Ocho personas murieron tras el desplome de un bombardero estratégico B-52 de la Fuerza Aérea de Estados Unidos en una base militar de California, un hecho que puso bajo la lupa la seguridad operativa de una de las flotas más veteranas del aparato militar estadounidense. El accidente se produjo este lunes durante una maniobra operativa dentro del recinto, donde se activaron los protocolos de emergencia y rescate, mientras las autoridades confirmaban el fallecimiento de todos los ocupantes.

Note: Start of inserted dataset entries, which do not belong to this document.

PR #8201, opened 2020-04-17
Fixes #8200 - Move button active when not in move mode

### LINKED ISSUE #8200: Move button active when not in move mode
When being in move mode and changing mode (DEV, ER, UML), the uimode will be reset to normal without hiding the move button. This will make it look like move mode is active when it clearly is not.

a18antsv:
Test if move button can be visible when not being in move mode by activating move mode, switching to a different diagram mode (UML, ER or DEV) and see if you will still be in move mode with the button visible (success) or if you will be in normal mode with the button visible (fail).

Also minimized related code that was repetetive to look much cleaner.

Link: http://group4.webug.his.se:20001/G4-2020-W17-ISSUE%238200/DuggaSys/diagram.php

### DIFF
--- a/DuggaSys/diagram.js
+++ b/DuggaSys/diagram.js
@@ -381,7 +381,10 @@ function resetToolButtonsPressed() {
     // deselect draw text button
     document.getElementById("drawtextbutton").classList.remove("pressed");
     document.getElementById("drawtextbutton").classList.add("unpressed");
-    uimode = 'normal';
+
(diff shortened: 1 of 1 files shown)


a18antsv:
> I simply can not get it to work while switching between modes. The move icon are still active and the move mode are disabled when switching modes.

Strange. Iwill take a look. It worked yesterday.

a18antsv:
It should be fixed now.

PR #8228, opened 2020-04-17
G4 2020 w17 issue#7003

a18conch:
Added basic rebindable keys feature


a17robhe:
What is the source of these conflicts? @a18conch @g18marma

PR #8242, opened 2020-04-17
Maximize button now works with every template

a17chrka:
Maximize button works for every template, except for template 9 since that template doesn't currently have a maximize button.

Also made sure to update alignBoxesWidth to make it more dynamic.

Made some updates to resizeBoxes for template 5 as well.


a18eliek:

El Pentágono conserva en reserva las identidades de las víctimas hasta completar la notificación a sus familiares, mientras especialistas de la Junta de Seguridad del Transporte y equipos técnicos militares trabajan en la zona para recuperar las cajas negras y determinar si hubo un fallo mecánico, condiciones meteorológicas adversas o error humano. El caso vuelve a situar en primer plano la exigencia de controles rigurosos sobre aeronaves de alta complejidad que requieren mantenimiento preventivo constante.
El impacto del siniestro ya generó alertas sobre los protocolos de vuelo en bases periféricas y zonas habitadas, además de abrir un frente político inmediato. Según el propio reporte, se prevé que el Congreso solicite un informe detallado sobre el estado de la flota aérea, en un contexto en que el resultado visible del operativo es una tragedia con ocho muertos y nuevas preguntas sobre supervisión, prevención y rendición de cuentas.